▶ _WHAT YOU HAVE TO DO_: Locate the word "reduced" in the data below, then copy every line that holds it.

▶ _MATERIALS PROVIDED_:
PR #121, opened 2021-01-31
CAD: Increase Motor Clearance

dmadison:
Increases the clearance between the motor chassis and the right outside wall of the previous module. Also refactors this variable from 'slop' to 'clearance' for a better description of what it represents.

This is still playing a bit of catch-up from the thickness change (#93). In the previous release where the thickness parameter was set to 3.2 mm but the manufactured panels were actually 3.0 mm thick, there was extra space between the motor chassis and the previous module. This change adds that additional 0.4 mm of clearance back as part of the motor clearance variable.

The additional clearance also makes the widths between the two designs approximately equal - `enclosure_width` is 82.2 mm on v0.6, and 82.25 mm here. (The discrepancy is the additional 0.05 of flap width slop that was added in #114.) Note that #122 bumps this further to 82.35.

### DIFF
--- a/3d/splitflap.scad
+++ b/3d/splitflap.scad
@@ -164,7 +164,8 @@ spool_strut_exclusion_radius = sqrt((spool_strut_tab_outset+thickness/2)*(spool_
 magnet_hole_radius = (4 - 0.1)/2;
 magnet_hole_offset = (spool_strut_exclusion_radius + flap_pitch_radius)/2;
 
-28byj48_chassis_height_slop = 1;
+// Clearance between the motor chassis and the outside right wall of the previous module
+28byj48_chassis_height_clearance = 1;
 
 motor_shaft_under_radius = 0.08;  // interference fit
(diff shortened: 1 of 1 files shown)


scottbez1:
Sorry for taking a while to review these.

I'm confused by the extra 0.4mm though. I can understand adding 0.2mm, due to the adjacent module's wall being that much smaller, but unless I'm mistaken, the thickness shouldn't have any effect on the motor's position, since it's mounted to the _inside_ of the wall, which is the side that's bounded by the top/bottom thickness-independent cuts.

dmadison:
It's because the `thickness` parameter affects the overall enclosure width. By reducing the thickness from 3.2 to 3.0 it reduced the total width of the front panel by 0.4 mm. So although the motor is mounted on the inside face, on the old design the front panel was 0.2 mm wider on that side as well.

scottbez1:
Got it!

PR #122, opened 2021-01-31
CAD: Tweak Spool Fitment Values

dmadison:
On my latest order from Ponoko (3 mm acrylic) the spool struts are still loose and will need to be glued. This increases the interference a bit more (+ 0.04 mm) to hopefully reach a point where the struts will fit into the spool and hold there by friction alone.

Also increased is the flap width slop, in a reversion to the change from #114. On my order based around f4e7714 the flaps do *fit* and swing but it's tight - a little bit of misalignment with the spool end pieces or burrs on the parts will cause them to bind. And after gluing the end pieces in place not *perfectly* parallel (+/- 0.15 mm across ~48 mm diameter) that's exactly what has happened: some flaps on the spool do not 'flip' freely which breaks the whole display.

Originally I thought a slight increase to the flap slop would do the trick, but after giving it some more thought I think the slop decrease should be reverted in its entirety. It's one of the only critical dimensions in the design that can break the entire display if it's too tight, and there are too many factors that can influence the total clearance. Better to play things safe and keep this loose. If there is continued binding due to misalignment of flaps within the spool, the `spool_width_slop` value can be increased further.

I also parameterized and slightly reduced the magnet hole interference. On my displays the magnet press-fit is tight and I ended up cracking one of the spools.  The magnets seemed much happier and still held tight after some light sanding of the hole, so this value is being reduced ever-so-slightly.

### DIFF
--- a/3d/splitflap.scad
+++ b/3d/splitflap.scad
@@ -117,7 +117,7 @@ letter_color = color_invert(flap_color);  // inverse of the flap color, for cont
 flap_rendered_angle = 90;
 
 
-flap_width_slop = 0.15;  // amount of slop of the flap side to side between the 2 spools
+flap_width_slop = 0.25;  // amount of slop of the flap side to side between the 2 spools
 
 spool_width_slop = 1.4;  // amount of slop for the spool assembly side-to-side inside the enclosure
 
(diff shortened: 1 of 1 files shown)


scottbez1:
Good catch; agreed on reverting the flap slop.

▶ _EXERCISE OUTPUT_:
It's because the `thickness` parameter affects the overall enclosure width. By reducing the thickness from 3.2 to 3.0 it reduced the total width of the front panel by 0.4 mm. So although the motor is mounted on the inside face, on the old design the front panel was 0.2 mm wider on that side as well.
I also parameterized and slightly reduced the magnet hole interference. On my displays the magnet press-fit is tight and I ended up cracking one of the spools.  The magnets seemed much happier and still held tight after some light sanding of the hole, so this value is being reduced ever-so-slightly.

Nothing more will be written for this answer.